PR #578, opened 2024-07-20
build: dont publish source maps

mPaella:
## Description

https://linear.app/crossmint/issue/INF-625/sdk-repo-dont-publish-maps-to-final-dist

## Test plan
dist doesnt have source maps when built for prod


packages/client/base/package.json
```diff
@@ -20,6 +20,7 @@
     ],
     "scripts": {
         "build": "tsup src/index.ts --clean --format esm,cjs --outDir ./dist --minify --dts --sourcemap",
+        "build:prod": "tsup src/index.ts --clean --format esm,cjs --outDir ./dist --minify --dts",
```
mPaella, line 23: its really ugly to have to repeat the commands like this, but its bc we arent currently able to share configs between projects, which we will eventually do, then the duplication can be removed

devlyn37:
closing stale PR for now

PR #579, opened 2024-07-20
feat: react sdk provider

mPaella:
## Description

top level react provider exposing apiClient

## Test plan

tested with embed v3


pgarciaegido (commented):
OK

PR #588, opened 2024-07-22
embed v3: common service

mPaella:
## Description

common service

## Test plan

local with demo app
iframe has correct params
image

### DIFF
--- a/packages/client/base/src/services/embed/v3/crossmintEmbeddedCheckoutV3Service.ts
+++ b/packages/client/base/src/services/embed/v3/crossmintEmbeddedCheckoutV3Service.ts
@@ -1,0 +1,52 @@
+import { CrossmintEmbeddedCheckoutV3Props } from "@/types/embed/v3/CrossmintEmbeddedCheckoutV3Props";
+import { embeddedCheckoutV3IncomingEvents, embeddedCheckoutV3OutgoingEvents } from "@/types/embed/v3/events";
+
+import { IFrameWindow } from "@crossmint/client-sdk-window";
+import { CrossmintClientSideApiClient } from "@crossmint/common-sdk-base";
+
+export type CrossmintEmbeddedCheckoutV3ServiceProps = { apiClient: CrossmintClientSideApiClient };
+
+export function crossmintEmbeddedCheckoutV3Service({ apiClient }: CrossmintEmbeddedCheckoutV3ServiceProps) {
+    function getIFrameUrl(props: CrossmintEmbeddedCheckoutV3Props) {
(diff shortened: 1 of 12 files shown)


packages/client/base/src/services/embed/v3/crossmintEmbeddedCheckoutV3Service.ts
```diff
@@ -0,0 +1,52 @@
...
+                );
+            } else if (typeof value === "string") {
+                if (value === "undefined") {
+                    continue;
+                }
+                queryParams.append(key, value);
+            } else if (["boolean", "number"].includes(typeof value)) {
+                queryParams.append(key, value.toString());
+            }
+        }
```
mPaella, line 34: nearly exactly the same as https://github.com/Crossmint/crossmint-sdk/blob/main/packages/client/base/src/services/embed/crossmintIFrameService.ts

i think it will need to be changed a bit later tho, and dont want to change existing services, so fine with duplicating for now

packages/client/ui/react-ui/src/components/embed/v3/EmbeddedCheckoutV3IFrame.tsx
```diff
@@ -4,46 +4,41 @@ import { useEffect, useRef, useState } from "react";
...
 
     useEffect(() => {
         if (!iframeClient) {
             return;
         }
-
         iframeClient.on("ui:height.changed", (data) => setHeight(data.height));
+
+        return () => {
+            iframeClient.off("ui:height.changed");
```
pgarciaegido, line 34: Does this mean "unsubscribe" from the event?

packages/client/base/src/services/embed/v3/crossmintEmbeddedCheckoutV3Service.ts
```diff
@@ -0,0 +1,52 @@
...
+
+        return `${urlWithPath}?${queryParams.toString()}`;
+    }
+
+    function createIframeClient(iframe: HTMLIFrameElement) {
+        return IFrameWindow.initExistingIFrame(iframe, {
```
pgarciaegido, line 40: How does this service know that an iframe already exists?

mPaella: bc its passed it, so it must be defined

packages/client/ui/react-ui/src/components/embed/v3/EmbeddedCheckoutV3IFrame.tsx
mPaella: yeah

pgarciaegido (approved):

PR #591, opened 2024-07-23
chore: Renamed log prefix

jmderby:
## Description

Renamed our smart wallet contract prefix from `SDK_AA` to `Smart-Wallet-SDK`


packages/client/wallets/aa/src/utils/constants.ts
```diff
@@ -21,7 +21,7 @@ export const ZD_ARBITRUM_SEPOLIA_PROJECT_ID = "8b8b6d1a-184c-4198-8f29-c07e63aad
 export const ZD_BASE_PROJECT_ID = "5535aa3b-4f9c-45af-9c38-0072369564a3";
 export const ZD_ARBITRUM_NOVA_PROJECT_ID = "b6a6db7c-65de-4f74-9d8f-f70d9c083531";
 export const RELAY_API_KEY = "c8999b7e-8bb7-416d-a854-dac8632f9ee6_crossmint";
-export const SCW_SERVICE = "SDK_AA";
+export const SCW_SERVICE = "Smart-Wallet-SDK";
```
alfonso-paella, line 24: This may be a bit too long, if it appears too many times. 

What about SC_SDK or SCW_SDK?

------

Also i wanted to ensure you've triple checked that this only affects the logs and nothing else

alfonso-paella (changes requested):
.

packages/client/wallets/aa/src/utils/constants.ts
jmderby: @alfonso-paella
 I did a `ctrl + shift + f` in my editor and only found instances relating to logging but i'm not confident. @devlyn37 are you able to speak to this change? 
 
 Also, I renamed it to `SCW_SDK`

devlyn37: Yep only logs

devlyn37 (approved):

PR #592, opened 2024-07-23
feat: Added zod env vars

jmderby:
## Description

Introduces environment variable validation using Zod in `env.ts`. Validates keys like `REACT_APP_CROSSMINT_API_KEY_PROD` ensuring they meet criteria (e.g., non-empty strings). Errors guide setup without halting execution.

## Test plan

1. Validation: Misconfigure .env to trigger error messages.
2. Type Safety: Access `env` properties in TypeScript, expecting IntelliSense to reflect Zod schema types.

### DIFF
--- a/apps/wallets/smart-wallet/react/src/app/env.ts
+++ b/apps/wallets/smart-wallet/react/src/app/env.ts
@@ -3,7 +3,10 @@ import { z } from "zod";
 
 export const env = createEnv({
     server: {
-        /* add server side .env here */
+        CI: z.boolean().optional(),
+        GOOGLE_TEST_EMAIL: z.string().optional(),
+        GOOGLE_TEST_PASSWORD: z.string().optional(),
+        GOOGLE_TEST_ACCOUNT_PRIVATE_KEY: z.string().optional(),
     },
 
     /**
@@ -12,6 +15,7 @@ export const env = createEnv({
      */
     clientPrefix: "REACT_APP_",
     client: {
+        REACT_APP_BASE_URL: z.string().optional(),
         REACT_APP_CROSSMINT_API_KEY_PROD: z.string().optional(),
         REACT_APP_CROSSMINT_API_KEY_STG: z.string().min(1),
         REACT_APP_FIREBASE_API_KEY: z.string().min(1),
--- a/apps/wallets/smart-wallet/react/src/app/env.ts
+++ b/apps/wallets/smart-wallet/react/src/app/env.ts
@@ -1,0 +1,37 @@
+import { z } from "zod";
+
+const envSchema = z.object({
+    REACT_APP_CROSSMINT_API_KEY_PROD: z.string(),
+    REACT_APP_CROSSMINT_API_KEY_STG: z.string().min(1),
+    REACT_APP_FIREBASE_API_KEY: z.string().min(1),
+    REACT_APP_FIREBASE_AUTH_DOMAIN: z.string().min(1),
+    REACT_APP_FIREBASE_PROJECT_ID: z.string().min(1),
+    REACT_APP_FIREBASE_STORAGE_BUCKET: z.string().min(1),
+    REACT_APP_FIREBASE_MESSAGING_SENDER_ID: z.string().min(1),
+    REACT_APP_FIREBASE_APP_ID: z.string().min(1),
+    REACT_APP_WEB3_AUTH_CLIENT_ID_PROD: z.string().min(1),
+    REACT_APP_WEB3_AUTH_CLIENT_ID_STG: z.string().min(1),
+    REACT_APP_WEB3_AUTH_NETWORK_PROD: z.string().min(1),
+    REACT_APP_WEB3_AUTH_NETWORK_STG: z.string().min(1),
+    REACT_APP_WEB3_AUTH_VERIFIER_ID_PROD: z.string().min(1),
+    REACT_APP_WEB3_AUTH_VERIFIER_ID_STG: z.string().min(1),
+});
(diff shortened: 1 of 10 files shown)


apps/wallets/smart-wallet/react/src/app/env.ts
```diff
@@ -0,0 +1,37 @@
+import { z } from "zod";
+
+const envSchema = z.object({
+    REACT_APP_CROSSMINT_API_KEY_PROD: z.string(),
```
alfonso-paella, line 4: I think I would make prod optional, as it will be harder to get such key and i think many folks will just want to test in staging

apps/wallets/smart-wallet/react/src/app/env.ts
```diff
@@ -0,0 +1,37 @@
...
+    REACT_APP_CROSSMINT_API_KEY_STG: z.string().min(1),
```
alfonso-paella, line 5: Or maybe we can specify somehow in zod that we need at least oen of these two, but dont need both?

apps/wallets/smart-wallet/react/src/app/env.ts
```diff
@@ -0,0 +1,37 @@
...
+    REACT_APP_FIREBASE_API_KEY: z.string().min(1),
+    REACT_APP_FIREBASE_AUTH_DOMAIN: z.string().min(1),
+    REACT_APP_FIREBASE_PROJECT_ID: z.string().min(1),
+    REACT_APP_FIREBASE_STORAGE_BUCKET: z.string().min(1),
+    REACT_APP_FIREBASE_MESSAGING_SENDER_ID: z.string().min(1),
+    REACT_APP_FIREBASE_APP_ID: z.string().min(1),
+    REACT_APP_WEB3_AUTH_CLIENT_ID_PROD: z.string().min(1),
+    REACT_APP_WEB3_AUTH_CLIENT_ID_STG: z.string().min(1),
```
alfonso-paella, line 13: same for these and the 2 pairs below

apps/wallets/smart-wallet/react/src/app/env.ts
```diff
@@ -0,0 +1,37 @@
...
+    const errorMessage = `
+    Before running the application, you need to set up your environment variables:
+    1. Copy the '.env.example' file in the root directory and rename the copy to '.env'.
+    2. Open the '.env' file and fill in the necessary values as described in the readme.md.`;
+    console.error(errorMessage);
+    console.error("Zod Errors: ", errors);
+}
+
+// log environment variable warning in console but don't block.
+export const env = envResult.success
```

REQUIREMENT
Wherever a line of the entries holds the string "need", copy that line.

TASK RESPONSE
i think it will need to be changed a bit later tho, and dont want to change existing services, so fine with duplicating for now
alfonso-paella, line 5: Or maybe we can specify somehow in zod that we need at least oen of these two, but dont need both?
+    Before running the application, you need to set up your environment variables:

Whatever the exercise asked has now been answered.